### Records to process ###

PR #286, opened 2016-04-16
[PHP] Add support for anonymous classes

duncan3dc:
* Converted the class definition to a reusable context (`class-definition`)
* Added some tests for standard class definition/instantiation (to avoid regressions)
* Added support for anonymous classes (http://php.net/manual/en/language.oop5.anonymous.php)


wbond:
Thanks for all of these pull requests. I'm going to pull in all of your work here and then go through some of the official docs and try to clean up some other issues I find.

duncan3dc:
OK, feel free to ping me with any issues, I don't mind making sure things are up to scratch

PR #289, opened 2016-04-16
[PHP] Add support for unicode codepoint escape syntax

duncan3dc:
A new unicode codepoint escape syntax was added to PHP 7
http://php.net/manual/en/migration70.new-features.php#migration70.new-features.unicode-codepoint-escape-syntax

Also added tests for some of the other string interpolation features


wbond:
I fixed the definition of unicodepoint via e69de84. I referenced http://php.net/manual/en/language.types.string.php for the correct definition.

duncan3dc:
Whoops sorry, not sure where I got the 2 character group definition from, good catch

###

[Task objective] Word for word, restate the lines running from the one containing "A new unicode" through the final line of the records above, and nothing besides.

[Response]
A new unicode codepoint escape syntax was added to PHP 7
http://php.net/manual/en/migration70.new-features.php#migration70.new-features.unicode-codepoint-escape-syntax

Also added tests for some of the other string interpolation features


wbond:
I fixed the definition of unicodepoint via e69de84. I referenced http://php.net/manual/en/language.types.string.php for the correct definition.

duncan3dc:
Whoops sorry, not sure where I got the 2 character group definition from, good catch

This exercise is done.